▶ **Aim of the exercise**
Determine how many lines below contain the word "side", then state only that figure.

[Records from a data source]
PR #177, opened 2026-07-22
feat: add RubricConfig.load_bundle() for rubric bundle manifests

luca-belli:
## Summary

**Phase 0 foundation, for both generation and judging** (docs/architecture.md's Phase 0 migration entry, expanded in PR #170 to cover both sides of the pipeline, not just judging). This PR only builds the shared, reusable pieces -- no CLI flag is wired up here, on either side. PR #178 does the wiring for both.

- Adds `utils/rubric_manifest.py` (`load_manifest()` / `load_manifest_personas()`), a manifest JSON reader in `utils/` (leaf layer) so **either** `judge/rubric_config.py` **or** `generate.py` can read a rubric bundle manifest without importing from each other's package (`generate/` ⊥ `judge/`, per docs/architecture.md's Layer model). `load_manifest()` returns the rubric-file fields judging needs; `load_manifest_personas()` returns the `personas` list generation needs -- same manifest, same reader, two accessors.
- Adds `RubricConfig.load_bundle()`, the judging-side consumer of that reader: a classmethod that loads a rubric from a rubric bundle manifest (delegates to the existing `RubricConfig.load()`). This is judging's half of the foundation -- generation's half is just `load_manifest_personas()` itself, since `generate.py` doesn't need a whole `RubricConfig`-equivalent object, just the persona list.
- Adds `data/rubric_manifest.json`, the production default manifest pointing at the existing `data/rubric.tsv` bundle (and, once #178 wires it up, the personas generation will use for that rubric)
- Adds `tests/fixtures/rubric_manifest_simple.json`, a test fixture manifest for the existing `rubric_simple.tsv` fixture
- **Fix (added after initial review):** `load_manifest_personas()` was returning a manifest's `personas` entries verbatim instead of resolving them relative to the manifest's own folder, contradicting docs/architecture.md's stated rule for manifest paths (the same rule `rubric_file`/etc. already follow via `RubricConfig.load()`). Caught while reorganizing `data/` on a downstream branch and fixed here instead, since this PR hadn't merged yet and is where the bug originated. `data/rubric_manifest.json`'s `personas` entry updated to the correct manifest-relative form (`"personas.tsv"`, not `"data/personas.tsv"`) now that resolution actually happens; both relative and absolute-path entries are covered by tests.

**Not in this PR:** `judge.py --rubrics` still hardcodes `RubricConfig.load(rubric_folder="data")`, and `generate.py` still hardcodes `data/personas.tsv` -- neither is wired to the manifest yet. That's PR #178.

## Test plan
- [x] `uv run pytest -m "not live"` passes (970 passed)
- [x] Unit tests cover: successful load via manifest, `FileNotFoundError` on missing manifest, `ValueError` on missing required manifest key -- both on `RubricConfig.load_bundle()` and directly on the shared `utils.rubric_manifest` module (covering both `load_manifest()` and `load_manifest_personas()`, including relative and absolute persona-path entries)
- [x] `uv run ruff check` / `uv run ruff format --check` clean
- [x] `uv run pyright` clean (no new errors vs. base)

### DIFF
--- a/data/rubric_manifest.json
+++ b/data/rubric_manifest.json
@@ -2,5 +2,6 @@
   "rubric_file": "rubric.tsv",
   "rubric_prompt_beginning_file": "rubric_prompt_beginning.txt",
   "question_prompt_file": "question_prompt.txt",
-  "personas": ["personas.tsv"]
+  "personas": ["personas.tsv"],
+  "persona_context_template_file": "persona_context_template.txt"
 }
--- a/data/rubric_manifest.json
+++ b/data/rubric_manifest.json
@@ -1,0 +1,6 @@
+{
+  "rubric_file": "rubric.tsv",
+  "rubric_prompt_beginning_file": "rubric_prompt_beginning.txt",
+  "question_prompt_file": "question_prompt.txt",
+  "personas": ["data/personas.tsv"]
+}
--- a/data/rubric_manifest.json
+++ b/data/rubric_manifest.json
@@ -2,5 +2,5 @@
   "rubric_file": "rubric.tsv",
   "rubric_prompt_beginning_file": "rubric_prompt_beginning.txt",
   "question_prompt_file": "question_prompt.txt",
-  "personas": ["data/personas.tsv"]
+  "personas": ["personas.tsv"]
 }
--- a/utils/rubric_manifest.py
+++ b/utils/rubric_manifest.py
@@ -1,0 +1,67 @@
+"""Shared rubric bundle manifest reading.
+
+A rubric bundle manifest (docs/architecture.md#rubric-bundle-manifest)
+attaches a rubric and the personas it's validated for as one unit. Both
+`generate.py` (personas half) and `judge/rubric_config.py` (rubric half)
+read the same manifest file -- this lives in `utils/` (the leaf layer)
+rather than in `judge/` so `generate.py` never has to import a `judge/`
+module to read it (`generate/`/`judge/` must never import each other, per
+docs/architecture.md's Layer model).
+"""
+
+from __future__ import annotations
+
+import json
+from pathlib import Path
+from typing import Any
+
+import aiofiles
+
+REQUIRED_KEYS = (
+    "rubric_file",
+    "rubric_prompt_beginning_file",
+    "question_prompt_file",
+)
+
+
+async def load_manifest(manifest_path: str) -> dict[str, Any]:
+    """Read and validate a rubric bundle manifest JSON file.
+
+    Args:
+        manifest_path: Path to the rubric bundle manifest JSON file.
+
+    Returns:
+        The parsed manifest dict.
+
+    Raises:
+        FileNotFoundError: If the manifest doesn't exist.
+        ValueError: If the manifest is missing a required rubric key.
+    """
+    manifest_file = Path(manifest_path)
+    if not manifest_file.exists():
+        raise FileNotFoundError(f"Rubric bundle manifest not found: {manifest_file}")
+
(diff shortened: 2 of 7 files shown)


jgieringer (approved):
LGTM

data/rubric_manifest.json
```diff
@@ -0,0 +1,7 @@
+{
```
emily-vanark, line 1: Is/are the persona prompt(s) part of the bundle?

utils/rubric_manifest.py
```diff
@@ -0,0 +1,85 @@
...
+
+
+async def load_manifest_personas(manifest_path: str) -> list[str]:
+    """Read a rubric bundle manifest's `personas` list.
+
+    Used by `generate.py --rubric-manifest` (Phase 0's generation-side
+    counterpart to `judge.py --rubrics`, see docs/architecture.md's Phase 0
+    migration entry) to select personas from the same manifest that
+    `judge.py` loads the rubric from. `personas` is optional in the
+    manifest and defaults to an empty list.
```
emily-vanark, line 71: So if I run generate on a rubric manifest that doesn't define the personas, what happens?

utils/rubric_manifest.py
```diff
@@ -0,0 +1,85 @@
...
+    """
+    manifest = await load_manifest(manifest_path)
+    manifest_dir = Path(manifest_path).parent
+    return [str(manifest_dir / p) for p in manifest.get("personas", [])]
+
+
+async def load_manifest_persona_context_template(manifest_path: str) -> str:
+    """Resolve a manifest's persona context template relative to the manifest."""
+    manifest = await load_manifest(manifest_path)
+    context_template = manifest.get("persona_context_template_file")
```
emily-vanark, line 85: How is the context template used?

emily-vanark (approved):
Left a few qusetions, but LGTM

data/rubric_manifest.json
luca-belli: yes, it points to the existing persona file (see line 5 below)

luca-belli: This will help us define a `--target` CLI later

utils/rubric_manifest.py
luca-belli: that won't work
admittedly this is a little bit of a workaround to allow for rubric and persona choosing without touching the CLI (I am working on that in parallel)
However, I will make sure that this is taken into account in that work, and the right checksa re in place

utils/rubric_manifest.py
luca-belli: it's the part that reads the csv of the personas and makes a prompt out of it https://github.com/SpringCare/VERA-MH/pull/177/changes/BASE..72907825a2e9e63303361f8b61d6e14a70595468#diff-8c17a4e6f4b2665e056d05bc12902e31883bf4edbc2f71f27893005e6f638c57

Because it's specific to the columns of the personas, it should be in the metadata

utils/rubric_manifest.py
```diff
@@ -0,0 +1,85 @@
...
+        manifest = json.loads(await f.read())
+
+    missing_keys = [key for key in REQUIRED_KEYS if key not in manifest]
+    if missing_keys:
+        raise ValueError(
+            f"Rubric bundle manifest {manifest_file} is missing required "
+            f"key(s): {missing_keys}"
+        )
+
+    return manifest
```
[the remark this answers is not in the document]
luca-belli: good bot

data/rubric_manifest.json
luca-belli: although as you pointed out, it's not really robtust between generate and judge. Will improve for the CLI version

▶ **Answer to this exercise**
3